>>

PR #903, opened 2026-06-03
Use serial number to choose WCH-LinkE when multiple ones plugged

DeqingSun:
This commit added -l argument to pass in a serial number. If serial number is passed, the pgm-wch-linke.c will use the WCH-LinkE with matching serial number. Rather than last one wins.

### DIFF
--- a/minichlink/pgm-wch-linke.c
+++ b/minichlink/pgm-wch-linke.c
@@ -106,9 +106,9 @@ static void wch_link_multicommands( libusb_device_handle * devh, int nrcommands,
 	va_end( argp );
 }
 
-#define WCH_LINKE_SERIAL_MAX 256
+#define USB_SERIAL_MAX 256
 
-static int wch_linke_read_serial( libusb_device *device, char *buf, size_t buflen )
+static int get_usb_serialnumber( libusb_device *device, char *buf, size_t buflen )
 {
 	struct libusb_device_descriptor desc;
 	if( libusb_get_device_descriptor( device, &desc ) != 0 || desc.iSerialNumber == 0 )
@@ -125,8 +125,8 @@ static int wch_linke_device_matches_serial( libusb_device *device, const char *w
 {
 	if( !want_serial || !want_serial[0] )
 		return 1;
-	char buf[WCH_LINKE_SERIAL_MAX];
-	if( wch_linke_read_serial( device, buf, sizeof( buf ) ) != 0 )
+	char buf[USB_SERIAL_MAX];
+	if( get_usb_serialnumber( device, buf, sizeof( buf ) ) != 0 )
 		return 0;
 	return strcmp( buf, want_serial ) == 0;
 }
@@ -178,8 +178,8 @@ static inline libusb_device_handle * wch_link_base_setup( int inhibit_startup, c
 			struct libusb_device_descriptor desc;
 			if( libusb_get_device_descriptor(device,&desc) != 0 ) continue;
 			if( desc.idVendor != 0x1a86 || desc.idProduct != 0x8010 ) continue;
-			char buf[WCH_LINKE_SERIAL_MAX];
-			if( wch_linke_read_serial( device, buf, sizeof( buf ) ) == 0 )
+			char buf[USB_SERIAL_MAX];
+			if( get_usb_serialnumber( device, buf, sizeof( buf ) ) == 0 )
 				fprintf( stderr, " (available: '%s')", buf );
 		}
 		fprintf( stderr, "\n" );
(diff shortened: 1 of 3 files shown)


minichlink/pgm-wch-linke.c
```diff
@@ -106,7 +106,32 @@ static void wch_link_multicommands( libusb_device_handle * devh, int nrcommands,
 	va_end( argp );
 }
 
-static inline libusb_device_handle * wch_link_base_setup( int inhibit_startup )
+#define WCH_LINKE_SERIAL_MAX 256
+
+static int wch_linke_read_serial( libusb_device *device, char *buf, size_t buflen )
```
maxgerhardt: This function may be better called `get_usb_serialnumber()`, as it's generic and also called in the case of ARM and IAP programmer below. Same for `WCH_LINKE_SERIAL_MAX` macro above.

cnlohr:
I'd like @monte-monte 's comments on this as well.

monte-monte:
That's good, but I would put le_serial to a linke device struct.
This way we can add same functionality to other programmers in the future.

monte-monte:
I guess, what I meant to say is to describe it in minichlink.c as *programmer_serial* not wch_linke_serial. Otherwise if it works it works, gj.

cnlohr:
I agree, that would be really cool. @DeqingSun Are you up for making the change from references directly to Link-E and making it more generic. This will matter more as there are starting to be more CH32-based programmers.

minichlink/pgm-wch-linke.c
```diff
@@ -106,7 +106,32 @@ static void wch_link_multicommands( libusb_device_handle * devh, int nrcommands,
...
+		return -1;
+	libusb_device_handle *handle;
+	if( libusb_open( device, &handle ) != 0 )
+		return -1;
+	int r = libusb_get_string_descriptor_ascii( handle, desc.iSerialNumber, (unsigned char *)buf, buflen );
+	libusb_close( handle );
+	return ( r >= 0 ) ? 0 : -1;
+}
+
+static int wch_linke_device_matches_serial( libusb_device *device, const char *want_serial )
```
maxgerhardt: This is again a generic function that should be called `usb_device_matches_serial()`.

DeqingSun:
OK, now the serial number match is more generic.
There are 3 programmers using libusb to operate the programmer directly:
1. LinkE, this works
2. WCHISP, the WCH bootloader does not provice serial number
3. NHC-Link042, this does not have searching code, only ```libusb_open_device_with_vid_pid(ctx, 0x1986, 0x0034);```. I do not want to touch the code without hardware to test.

cnlohr:
@maxgerhardt @monte-monte thumbs up?

minichlink/pgm-wch-linke.c
```diff
@@ -123,16 +148,45 @@ static inline libusb_device_handle * wch_link_base_setup( int inhibit_startup )
...
+			if( usb_device_matches_serial( device, want_serial ) )
+				found_arm_programmer = device;
+		}
+		if( r == 0 && desc.idVendor == 0x4348 && desc.idProduct == 0x55e0) {
+			if( usb_device_matches_serial( device, want_serial ) )
+				found_programmer_in_iap = device;
+		}
 	}
 
+	if( filter_serial && !found && saw_linke )
```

<<

> Task to carry out
A verbatim copy of all the entries is the expected result.

> Exercise answer
PR #903, opened 2026-06-03
Use serial number to choose WCH-LinkE when multiple ones plugged

DeqingSun:
This commit added -l argument to pass in a serial number. If serial number is passed, the pgm-wch-linke.c will use the WCH-LinkE with matching serial number. Rather than last one wins.

### DIFF
--- a/minichlink/pgm-wch-linke.c
+++ b/minichlink/pgm-wch-linke.c
@@ -106,9 +106,9 @@ static void wch_link_multicommands( libusb_device_handle * devh, int nrcommands,
 	va_end( argp );
 }
 
-#define WCH_LINKE_SERIAL_MAX 256
+#define USB_SERIAL_MAX 256
 
-static int wch_linke_read_serial( libusb_device *device, char *buf, size_t buflen )
+static int get_usb_serialnumber( libusb_device *device, char *buf, size_t buflen )
 {
 	struct libusb_device_descriptor desc;
 	if( libusb_get_device_descriptor( device, &desc ) != 0 || desc.iSerialNumber == 0 )
@@ -125,8 +125,8 @@ static int wch_linke_device_matches_serial( libusb_device *device, const char *w
 {
 	if( !want_serial || !want_serial[0] )
 		return 1;
-	char buf[WCH_LINKE_SERIAL_MAX];
-	if( wch_linke_read_serial( device, buf, sizeof( buf ) ) != 0 )
+	char buf[USB_SERIAL_MAX];
+	if( get_usb_serialnumber( device, buf, sizeof( buf ) ) != 0 )
 		return 0;
 	return strcmp( buf, want_serial ) == 0;
 }
@@ -178,8 +178,8 @@ static inline libusb_device_handle * wch_link_base_setup( int inhibit_startup, c
 			struct libusb_device_descriptor desc;
 			if( libusb_get_device_descriptor(device,&desc) != 0 ) continue;
 			if( desc.idVendor != 0x1a86 || desc.idProduct != 0x8010 ) continue;
-			char buf[WCH_LINKE_SERIAL_MAX];
-			if( wch_linke_read_serial( device, buf, sizeof( buf ) ) == 0 )
+			char buf[USB_SERIAL_MAX];
+			if( get_usb_serialnumber( device, buf, sizeof( buf ) ) == 0 )
 				fprintf( stderr, " (available: '%s')", buf );
 		}
 		fprintf( stderr, "\n" );
(diff shortened: 1 of 3 files shown)


minichlink/pgm-wch-linke.c
```diff
@@ -106,7 +106,32 @@ static void wch_link_multicommands( libusb_device_handle * devh, int nrcommands,
 	va_end( argp );
 }
 
-static inline libusb_device_handle * wch_link_base_setup( int inhibit_startup )
+#define WCH_LINKE_SERIAL_MAX 256
+
+static int wch_linke_read_serial( libusb_device *device, char *buf, size_t buflen )
```
maxgerhardt: This function may be better called `get_usb_serialnumber()`, as it's generic and also called in the case of ARM and IAP programmer below. Same for `WCH_LINKE_SERIAL_MAX` macro above.

cnlohr:
I'd like @monte-monte 's comments on this as well.

monte-monte:
That's good, but I would put le_serial to a linke device struct.
This way we can add same functionality to other programmers in the future.

monte-monte:
I guess, what I meant to say is to describe it in minichlink.c as *programmer_serial* not wch_linke_serial. Otherwise if it works it works, gj.

cnlohr:
I agree, that would be really cool. @DeqingSun Are you up for making the change from references directly to Link-E and making it more generic. This will matter more as there are starting to be more CH32-based programmers.

minichlink/pgm-wch-linke.c
```diff
@@ -106,7 +106,32 @@ static void wch_link_multicommands( libusb_device_handle * devh, int nrcommands,
...
+		return -1;
+	libusb_device_handle *handle;
+	if( libusb_open( device, &handle ) != 0 )
+		return -1;
+	int r = libusb_get_string_descriptor_ascii( handle, desc.iSerialNumber, (unsigned char *)buf, buflen );
+	libusb_close( handle );
+	return ( r >= 0 ) ? 0 : -1;
+}
+
+static int wch_linke_device_matches_serial( libusb_device *device, const char *want_serial )
```
maxgerhardt: This is again a generic function that should be called `usb_device_matches_serial()`.

DeqingSun:
OK, now the serial number match is more generic.
There are 3 programmers using libusb to operate the programmer directly:
1. LinkE, this works
2. WCHISP, the WCH bootloader does not provice serial number
3. NHC-Link042, this does not have searching code, only ```libusb_open_device_with_vid_pid(ctx, 0x1986, 0x0034);```. I do not want to touch the code without hardware to test.

cnlohr:
@maxgerhardt @monte-monte thumbs up?

minichlink/pgm-wch-linke.c
```diff
@@ -123,16 +148,45 @@ static inline libusb_device_handle * wch_link_base_setup( int inhibit_startup )
...
+			if( usb_device_matches_serial( device, want_serial ) )
+				found_arm_programmer = device;
+		}
+		if( r == 0 && desc.idVendor == 0x4348 && desc.idProduct == 0x55e0) {
+			if( usb_device_matches_serial( device, want_serial ) )
+				found_programmer_in_iap = device;
+		}
 	}
 
+	if( filter_serial && !found && saw_linke )
```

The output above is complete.